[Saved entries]
•••••

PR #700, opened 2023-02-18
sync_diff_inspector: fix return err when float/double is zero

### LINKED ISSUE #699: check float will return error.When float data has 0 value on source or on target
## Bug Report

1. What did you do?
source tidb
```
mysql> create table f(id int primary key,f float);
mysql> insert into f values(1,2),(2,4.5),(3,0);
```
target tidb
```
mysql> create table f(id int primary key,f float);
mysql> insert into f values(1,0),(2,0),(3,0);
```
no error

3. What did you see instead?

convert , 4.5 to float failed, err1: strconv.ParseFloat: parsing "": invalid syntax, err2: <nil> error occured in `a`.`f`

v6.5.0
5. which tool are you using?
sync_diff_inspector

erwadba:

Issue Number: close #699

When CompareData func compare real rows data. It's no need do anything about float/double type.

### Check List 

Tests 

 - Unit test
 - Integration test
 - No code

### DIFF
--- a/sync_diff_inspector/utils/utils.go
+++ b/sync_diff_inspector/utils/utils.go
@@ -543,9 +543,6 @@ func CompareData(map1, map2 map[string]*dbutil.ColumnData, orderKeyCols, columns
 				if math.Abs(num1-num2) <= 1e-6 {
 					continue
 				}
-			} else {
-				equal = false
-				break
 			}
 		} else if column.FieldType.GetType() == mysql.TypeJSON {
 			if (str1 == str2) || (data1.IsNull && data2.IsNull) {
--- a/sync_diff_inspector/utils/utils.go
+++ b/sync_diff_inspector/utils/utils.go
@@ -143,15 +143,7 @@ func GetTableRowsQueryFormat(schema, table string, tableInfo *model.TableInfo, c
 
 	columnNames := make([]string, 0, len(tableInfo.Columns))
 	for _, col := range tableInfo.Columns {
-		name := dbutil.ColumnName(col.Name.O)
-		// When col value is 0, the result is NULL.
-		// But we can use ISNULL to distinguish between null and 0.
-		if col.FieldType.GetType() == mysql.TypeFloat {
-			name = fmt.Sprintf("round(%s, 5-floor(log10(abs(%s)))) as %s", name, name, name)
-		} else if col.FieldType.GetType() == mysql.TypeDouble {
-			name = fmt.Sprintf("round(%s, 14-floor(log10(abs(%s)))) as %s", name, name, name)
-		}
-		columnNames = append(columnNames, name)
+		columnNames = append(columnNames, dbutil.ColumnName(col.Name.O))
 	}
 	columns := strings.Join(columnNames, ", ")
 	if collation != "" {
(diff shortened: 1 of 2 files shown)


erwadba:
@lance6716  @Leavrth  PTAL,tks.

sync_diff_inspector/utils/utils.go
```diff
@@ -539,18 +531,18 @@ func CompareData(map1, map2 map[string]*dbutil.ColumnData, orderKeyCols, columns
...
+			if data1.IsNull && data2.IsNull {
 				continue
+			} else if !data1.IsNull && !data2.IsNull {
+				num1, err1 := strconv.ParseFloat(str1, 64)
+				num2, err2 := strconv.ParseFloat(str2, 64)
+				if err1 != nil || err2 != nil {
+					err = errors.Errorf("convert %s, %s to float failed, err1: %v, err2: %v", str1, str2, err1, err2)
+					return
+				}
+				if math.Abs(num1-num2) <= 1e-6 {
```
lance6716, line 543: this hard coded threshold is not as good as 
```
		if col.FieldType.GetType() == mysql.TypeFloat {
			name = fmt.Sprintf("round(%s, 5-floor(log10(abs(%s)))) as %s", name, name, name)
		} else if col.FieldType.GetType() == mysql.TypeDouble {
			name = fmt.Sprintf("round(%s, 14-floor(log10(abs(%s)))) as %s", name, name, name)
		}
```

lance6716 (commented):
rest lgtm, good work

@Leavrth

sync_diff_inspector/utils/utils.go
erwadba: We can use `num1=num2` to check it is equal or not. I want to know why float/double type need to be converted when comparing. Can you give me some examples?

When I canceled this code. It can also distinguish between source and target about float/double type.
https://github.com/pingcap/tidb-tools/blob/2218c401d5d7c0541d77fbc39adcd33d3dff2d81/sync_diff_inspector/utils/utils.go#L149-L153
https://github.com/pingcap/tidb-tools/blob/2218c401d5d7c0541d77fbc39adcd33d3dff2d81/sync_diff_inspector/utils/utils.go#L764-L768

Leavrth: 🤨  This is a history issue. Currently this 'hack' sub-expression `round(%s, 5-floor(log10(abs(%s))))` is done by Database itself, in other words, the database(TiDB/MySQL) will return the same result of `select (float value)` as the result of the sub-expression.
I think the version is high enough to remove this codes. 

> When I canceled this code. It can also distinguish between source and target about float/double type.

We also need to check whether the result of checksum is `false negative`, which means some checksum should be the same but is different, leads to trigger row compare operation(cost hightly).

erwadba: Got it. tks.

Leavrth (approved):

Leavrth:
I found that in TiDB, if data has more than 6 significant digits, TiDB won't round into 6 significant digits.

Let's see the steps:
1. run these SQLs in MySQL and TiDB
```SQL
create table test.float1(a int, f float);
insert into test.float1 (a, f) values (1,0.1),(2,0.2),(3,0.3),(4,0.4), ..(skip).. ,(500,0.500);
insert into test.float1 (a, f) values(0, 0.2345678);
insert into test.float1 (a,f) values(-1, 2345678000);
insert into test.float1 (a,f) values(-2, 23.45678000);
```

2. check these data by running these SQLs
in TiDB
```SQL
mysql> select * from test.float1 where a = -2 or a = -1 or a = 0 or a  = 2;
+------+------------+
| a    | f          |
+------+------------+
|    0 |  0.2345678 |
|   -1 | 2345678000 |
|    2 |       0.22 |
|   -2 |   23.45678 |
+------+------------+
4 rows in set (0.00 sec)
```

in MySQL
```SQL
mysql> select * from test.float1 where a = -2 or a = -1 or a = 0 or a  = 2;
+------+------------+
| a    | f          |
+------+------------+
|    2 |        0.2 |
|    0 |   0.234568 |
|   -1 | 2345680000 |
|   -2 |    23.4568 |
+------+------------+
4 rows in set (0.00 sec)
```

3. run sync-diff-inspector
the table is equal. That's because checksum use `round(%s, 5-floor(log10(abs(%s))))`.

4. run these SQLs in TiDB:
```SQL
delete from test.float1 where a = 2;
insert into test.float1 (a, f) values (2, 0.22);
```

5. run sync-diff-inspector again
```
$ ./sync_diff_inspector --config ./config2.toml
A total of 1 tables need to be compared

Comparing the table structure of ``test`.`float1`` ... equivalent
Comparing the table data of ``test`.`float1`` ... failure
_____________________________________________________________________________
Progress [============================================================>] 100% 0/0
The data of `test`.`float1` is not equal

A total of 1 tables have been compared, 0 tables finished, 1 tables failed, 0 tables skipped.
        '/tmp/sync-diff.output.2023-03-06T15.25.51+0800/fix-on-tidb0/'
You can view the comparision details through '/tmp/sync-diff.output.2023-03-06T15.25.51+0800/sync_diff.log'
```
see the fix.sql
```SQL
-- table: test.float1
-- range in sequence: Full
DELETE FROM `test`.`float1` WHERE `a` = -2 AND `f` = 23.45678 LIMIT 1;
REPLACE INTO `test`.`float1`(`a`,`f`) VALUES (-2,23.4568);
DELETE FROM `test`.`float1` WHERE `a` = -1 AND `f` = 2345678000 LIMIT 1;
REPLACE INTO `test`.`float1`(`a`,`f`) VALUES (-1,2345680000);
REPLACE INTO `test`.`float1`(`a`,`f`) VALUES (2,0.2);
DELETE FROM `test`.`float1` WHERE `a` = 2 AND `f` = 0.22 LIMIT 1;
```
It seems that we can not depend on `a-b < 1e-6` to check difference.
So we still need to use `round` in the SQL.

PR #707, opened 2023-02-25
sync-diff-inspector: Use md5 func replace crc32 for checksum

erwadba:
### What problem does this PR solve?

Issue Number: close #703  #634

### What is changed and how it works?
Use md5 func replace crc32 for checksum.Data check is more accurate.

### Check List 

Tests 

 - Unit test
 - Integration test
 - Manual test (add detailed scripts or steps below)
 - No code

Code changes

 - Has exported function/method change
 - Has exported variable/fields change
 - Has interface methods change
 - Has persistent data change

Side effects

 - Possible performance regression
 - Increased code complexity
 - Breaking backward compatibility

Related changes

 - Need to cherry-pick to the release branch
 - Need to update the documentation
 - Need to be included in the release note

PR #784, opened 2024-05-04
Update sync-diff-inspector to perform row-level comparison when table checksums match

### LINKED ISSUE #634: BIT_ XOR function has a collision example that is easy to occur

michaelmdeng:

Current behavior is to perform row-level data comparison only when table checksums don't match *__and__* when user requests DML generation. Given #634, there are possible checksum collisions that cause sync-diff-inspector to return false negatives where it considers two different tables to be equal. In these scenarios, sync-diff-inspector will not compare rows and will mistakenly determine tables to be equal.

•••••

Work to be completed: Return the span of lines in the data above that opens at the line with "of the sub-expression." and closes at the line with "I found that", exactly, ends included, nothing else.

Solved exercise:
Leavrth: 🤨  This is a history issue. Currently this 'hack' sub-expression `round(%s, 5-floor(log10(abs(%s))))` is done by Database itself, in other words, the database(TiDB/MySQL) will return the same result of `select (float value)` as the result of the sub-expression.
I think the version is high enough to remove this codes. 

> When I canceled this code. It can also distinguish between source and target about float/double type.

We also need to check whether the result of checksum is `false negative`, which means some checksum should be the same but is different, leads to trigger row compare operation(cost hightly).

erwadba: Got it. tks.

Leavrth (approved):

Leavrth:
I found that in TiDB, if data has more than 6 significant digits, TiDB won't round into 6 significant digits.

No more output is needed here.